ドルチェ
Confidentdoruche
dolce; dessert; sweetly
katakana
由来
- 元言語
- イタリア語 (it)
- 元の形
- dolce
- 借用ルート
- イタリア語音楽語・食文化語 → 日本語へ
- 意味の変化
- 甘い・やさしく → 音楽の発想標語、後にデザート語としても定着
- 最古文献
- 1900
解説
この語の日本語版はまだ準備中です。 If ドルチェ looks like a dessert menu word and nothing more, surprise: it was already singing before it reached the cake plate. Japanese ドルチェ comes from Italian dolce, meaning sweet, gentle, soft, or pleasant. The music meaning is old and important. In Western classical music, Italian words became the shared passport language for tempo, mood, and performance instructions.

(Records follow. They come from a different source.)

PR #202, opened 2025-06-26
boardswarm: Add hifive-p550-storage provider

adalessandro:
```
    boardswarm: Add eswin-eic7700-storage provider
    
    The eswin-eic7700-storage provider registers a volume with a single
    target `bootloader`.
    
    When in USB download mode, the ESWIN EIC7700X will register itself as a
    mass storage device. When the `bootloader_ddr5_secboot.bin` bootloader
    artifact is written to its filesystem, it will automatically unregister
    and bootstrap into this bootloader image.
    
    Writing to the volume target `bootloader` will create and write the
    content to this file `bootloader_ddr5_secboot.bin`.
    
    Example server configuration (HiFive Premier P550 Development Board):
    ```
    providers:
      - name: eswin-eic7700-storage
        provider: eswin-eic7700-storage
        parameters:
          match:
            udev.ID_VENDOR: "ESWIN"
            udev.ID_MODEL: "WIN-2030"
          mountpoint: "/var/run/boardswarm/eswin-eic7700-storage"
    
    devices:
      - name: sifive-hifive-p550-evk-cbg-0
        consoles:
        volumes:
          - name: storage
            match:
              udev.ID_PATH: "pci-0000:02:00.2-usb-0:1.1.2:1.0-scsi-0:0:0:0"
    ```
    
    The user running boardswarm need to have access to the directory where
    the storage device is mounted.
    
    For example, a udev rule like the following could be added to automount
    the device using systemd-mount:
    ```
    $ cat /etc/udev/rules.d/99-boardswarm.rules
    ACTION=="add", SUBSYSTEMS=="usb", SUBSYSTEM=="block", \
        ENV{ID_VENDOR}=="ESWIN", ENV{ID_MODEL}=="WIN-2030", TAG+="systemd", \
        RUN{program}+="/usr/bin/systemd-mount --owner=boardswarm --no-block --automount=no --collect \
        $devnode /var/run/boardswarm/eswin-eic7700-storage/$env{ID_PATH}"
    ```
    
    Signed-off-by: Ariel D'Alessandro <ariel.dalessandro@collabora.com>
```

### DIFF
--- a/boardswarm/Cargo.toml
+++ b/boardswarm/Cargo.toml
@@ -45,3 +45,4 @@ reqwest = { version = "0.12.15", default-features = false, features = ["rustls-t
 strum = { version = "0.27.1", features = ["derive"] }
 strum_macros = "0.27.1"
 regex = "1.11.1"
+proc-mounts = "0.3.0"
--- a/Cargo.lock
+++ b/Cargo.lock
@@ -343,6 +343,7 @@ dependencies = [
  "mediatek-brom",
  "nusb",
  "pdudaemon-client",
+ "proc-mounts",
  "regex",
  "reqwest",
  "rockusb",
@@ -888,7 +889,7 @@ source = "registry+https://github.com/rust-lang/crates.io-index"
 checksum = "976dd42dc7e85965fe702eb8164f21f450704bdde31faefd6471dba214cb594e"
 dependencies = [
  "libc",
- "windows-sys 0.52.0",
+ "windows-sys 0.59.0",
 ]
 
 [[package]]
@@ -2155,6 +2156,15 @@ dependencies = [
 ]
 
 [[package]]
+name = "partition-identity"
+version = "0.3.0"
+source = "registry+https://github.com/rust-lang/crates.io-index"
+checksum = "9fa925f9becb532d758b0014b472c576869910929cf4c3f8054b386f19ab9e21"
+dependencies = [
+ "thiserror 1.0.69",
+]
+
+[[package]]
 name = "paste"
 version = "1.0.15"
 source = "registry+https://github.com/rust-lang/crates.io-index"
@@ -2399,6 +2409,15 @@ dependencies = [
 ]
 
 [[package]]
+name = "proc-mounts"
+version = "0.3.0"
+source = "registry+https://github.com/rust-lang/crates.io-index"
+checksum = "0d652f8435d0ab70bf4f3590a6a851d59604831a458086541b95238cc51ffcf2"
+dependencies = [
+ "partition-identity",
+]
+
+[[package]]
 name = "prost"
 version = "0.13.5"
 source = "registry+https://github.com/rust-lang/crates.io-index"
@@ -2535,7 +2554,7 @@ dependencies = [
  "once_cell",
  "socket2",
  "tracing",
- "windows-sys 0.52.0",
+ "windows-sys 0.59.0",
 ]
 
 [[package]]
@@ -2833,7 +2852,7 @@ dependencies = [
  "errno",
  "libc",
  "linux-raw-sys 0.4.15",
- "windows-sys 0.52.0",
+ "windows-sys 0.59.0",
 ]
 
 [[package]]
@@ -2846,7 +2865,7 @@ dependencies = [
  "errno",
  "libc",
  "linux-raw-sys 0.9.4",
- "windows-sys 0.52.0",
+ "windows-sys 0.59.0",
 ]
 
 [[package]]
@@ -3334,7 +3353,7 @@ dependencies = [
  "getrandom 0.3.2",
  "once_cell",
  "rustix 1.0.7",
- "windows-sys 0.52.0",
+ "windows-sys 0.59.0",
 ]
 
 [[package]]
--- a/boardswarm/src/eswin_eic7700_storage.rs
+++ b/boardswarm/src/eswin_eic7700_storage.rs
@@ -1,0 +1,230 @@
+use bytes::Bytes;
+use proc_mounts::{MountInfo, MountIter};
+use serde::Deserialize;
+use std::{
+    collections::HashMap,
+    io::SeekFrom,
+    path::{Path, PathBuf},
+    time::Duration,
+};
+use tokio::io::{AsyncSeekExt, AsyncWriteExt};
+use tokio_stream::StreamExt;
+use tracing::{debug, instrument, trace, warn};
+
+use crate::{
+    registry::{self, Properties},
+    udev::{DeviceEvent, DeviceRegistrations, PreRegistration},
+    Server, Volume, VolumeError, VolumeTarget, VolumeTargetInfo,
+};
+
+pub const PROVIDER: &str = "eswin-eic7700-storage";
+
+const MOUNT_TIMEOUT: Duration = Duration::from_secs(10);
+const MOUNT_INTERVAL: Duration = Duration::from_secs(1);
+
+const TARGET_BOOTLOADER: (&str, &str) = ("bootloader", "bootloader_ddr5_secboot.bin");
+
+#[derive(Deserialize, Debug, Default)]
+struct EswinEic7700StorageParameters {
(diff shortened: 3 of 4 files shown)


sjoerdsimons:
> > @sjoerdsimons FYI
> 
> A few items to discuss/pending:
> 
> * Named as `hifive-p550-storage`. As you already mentioned, this is SoC ESWIN EIC7700X specific, so I'll rename it as `eswin-eic7700-storage`. Agreed?

yes please ; I wonder if it willapply to more eswin SoCs but i guess this is a reasonable start. (we can always rename later)

> * Boardswarm expects the storage mountpoint to be under the Systemd StateDirectory (or the user's state directory otherwise). Should we have an entry in the configuration `server.conf` file (server sertion)?

Need to read you code first for that i think; As a first gut feeling having it in the provider config would make more  then in the server... Unless this is something more generic

> * The `commit` implementation is still pending for the volume. What would be the expected behavior there?
>   * Wait for the filesystem to be unmounted? Sync the filesystem?

as noted tersely in the grpc protocol:

 // Commit all data in an uploader specific manner; e.g. may trigger a USB reset for DFU devices

Basically it's meant to tell the volume "I'm done, go do your thing". So i guess for this provider it depends on what triggers the reboot/reset. If that's un unmount/eject do that. But in any case flushing to the filesystem seems a bare minimum.

boardswarm/Cargo.toml
```diff
@@ -45,3 +45,6 @@ reqwest = { version = "0.12.15", default-features = false, features = ["rustls-t
 strum = { version = "0.27.1", features = ["derive"] }
 strum_macros = "0.27.1"
 regex = "1.11.1"
+systemd-directories = "0.1.1"
+proc-mounts = "0.3.0"
+dirs = "6.0.0"
```
sjoerdsimons, line 50: 2 crates just to get env variables?

boardswarm/src/hifive_p550_storage.rs
```diff
@@ -0,0 +1,209 @@
...
+        .get("udev.ID_FS_UUID")
+        .ok_or_else(|| anyhow::anyhow!("Failed to read udev property ID_FS_UUID"))?;
+
+    let state_dir = fs::canonicalize(
+        systemd_directories::state_dir()
+            .or(dirs::state_dir())
+            .ok_or_else(|| anyhow::anyhow!("Failed to get systemd state directory"))?,
+    )
+    .await?;
+    let path = format!("{}/{}", state_dir.to_string_lossy(), uuid);
```
sjoerdsimons, line 81: don't make paths like this; use PathBuf::join

boardswarm/src/hifive_p550_storage.rs
```diff
@@ -0,0 +1,209 @@
...
+
+#[derive(Debug)]
+pub struct HifiveP550StorageVolume {
+    path: String,
+    targets: Vec<VolumeTargetInfo>,
+}
+
+impl HifiveP550StorageVolume {
+    fn new(path: String) -> Self {
+        let targets = TARGETS
```
sjoerdsimons, line 118: that's a lot of generalisation for soemthing with one volume name and target

boardswarm/src/hifive_p550_storage.rs
```diff
@@ -0,0 +1,209 @@
...
+                seekable: false,
+                size: None,
+                blocksize: None,
+            })
+            .collect();
+        Self { path, targets }
+    }
+
+    fn target_path(&self, target: &str) -> Result<String, VolumeError> {
+        let (_, path) = TARGETS
```
sjoerdsimons, line 133: you have one target name and one path; just simply this :)

boardswarm/src/hifive_p550_storage.rs
```diff
@@ -0,0 +1,209 @@
...
+    }
+
+    async fn open(
+        &self,
+        target: &str,
+        _length: Option<u64>,
+    ) -> Result<(VolumeTargetInfo, Box<dyn VolumeTarget>), VolumeError> {
+        if let Some(volume_target) = self.targets.iter().find(|t| t.name == target) {
+            let path = self.target_path(target)?;
+            let file = fs::File::create(path).await.unwrap();
```
sjoerdsimons, line 160: return an error; don't unwrap

boardswarm/src/hifive_p550_storage.rs
```diff
@@ -0,0 +1,209 @@
...
+    fn fmt(&self, f: &mut std::fmt::Formatter<'_>) -> std::fmt::Result {
+        // TODO make more meaningful
+        f.debug_struct("HifiveP550StorageTarget")
+            .finish_non_exhaustive()
+    }
+}
+
+#[async_trait::async_trait]
+impl VolumeTarget for HifiveP550StorageTarget {
+    async fn write(&mut self, data: Bytes, _offset: u64, completion: crate::WriteCompletion) {
```
sjoerdsimons, line 191: you can't ignore the offset; either verify the offset or seek to it (and set to `seekable: true`)

sjoerdsimons (changes requested):

boardswarm/src/hifive_p550_storage.rs
adalessandro: Done.

boardswarm/src/hifive_p550_storage.rs
adalessandro: Done.

boardswarm/Cargo.toml
adalessandro: Yeah, another sign this might be completely wrong and should be a server configuration instead.

boardswarm/src/hifive_p550_storage.rs
adalessandro: Done.

adalessandro:
> > > The user running boardswarm need to have access to the directory where
> > > the storage device is mounted. Boardswarm expects this mountpoint to be
> > > located at the Systemd StateDirectoy (e.g. /var/lib/boardswarm/)
> > > identified by its UUID.
> > > For example, a udev rule like the following could be added to automount
> > > the device:
> > > ```
> > > $ cat /etc/udev/rules.d/99-boardswarm.rules
> > > ACTION=="add", SUBSYSTEMS=="usb", SUBSYSTEM=="block", \
> > >     ENV{ID_VENDOR}=="ESWIN", ENV{ID_MODEL}=="WIN-2030", TAG+="systemd", \
> > >     RUN{program}+="/usr/bin/systemd-mount --owner=boardswarm --no-block --automount=no --collect $devnode /var/lib/boardswarm/$env{ID_FS_UUID}"
> > > ```
> > 
> > 
> > Is that UUID unique for these devices or would it potentially clash?
> 
> Good question, it would depend on how the fs was created or even the uuid set to it, so there's no guarantee that would be unique.

FWIW, I've replaced it by `ID_PATH` instead of `ID_FS_UUID`.

boardswarm/Cargo.toml
sjoerdsimons: not necessarilly ; but might be simpler to just implement it directly. though maybe erroring on simplicity and just require a absolute path in the provider config may be best. THe user will need to configure the mounting to happen there anyway

adalessandro: Added as a provider parameter `mountpoint: String`
```
struct EswinEic7700StorageParameters {
    #[serde(rename = "match")]
    match_: HashMap<String, String>,
    mountpoint: String,
}
```

adalessandro: Example configuration:
```
  - name: eswin-eic7700-storage
    provider: eswin-eic7700-storage
    parameters:                                                                 
      match:                                                                    
        udev.ID_VENDOR: "ESWIN"                                                 
        udev.ID_MODEL: "WIN-2030"                                               
      mountpoint: "/var/run/boardswarm/eswin-eic7700-storage"
```

sjoerdsimons (approved):

PR #214, opened 2025-08-07
Add python scripting page

mwelchuk:
This may not be the most elegant way to perform testing using Boardswarm, however it did allow me to fairly efficiently run some one-off testing that I needed to perform and I can see myself taking this approach again when I have some tasks that I wish to perform on boards connected to boardswarm, unless of course a better alternative is shown to be in the meantime.


mwelchuk:
Split out from #180.

PR #233, opened 2025-09-25
    boardswarm: mediatek_brom: Add bootstrap address parameter

adalessandro:
Depends on https://github.com/boardswarm/mediatek-brom/pull/4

Dolce on a score tells the player to perform sweetly, softly, or tenderly. Japanese music education borrowed that Italian world too, and sources point to early twentieth-century music guides using ドルチェ as a performance mark. Then food culture gave the word a second life. In Italian, dolce can also mean something sweet, and in restaurant language it naturally points to dessert. Japanese picked up that fashionable food sense, especially through Italian restaurants, cafe menus, patisserie talk, and media about sweets. So ドルチェ now has two friendly homes: the score and the dessert course. The English difference is useful. If a Japanese menu says 本日のドルチェ, “today’s dessert” may be the smooth translation. But if a music teacher says ここはドルチェで, nobody is asking for tiramisu. They mean the passage should sound sweet and gentle. This is why ドルチェ is such a good katakana word. It looks like a trendy food label, but it also belongs to a much older Italian music toolkit. A single word can taste sweet in a restaurant and sound sweet in a sonata.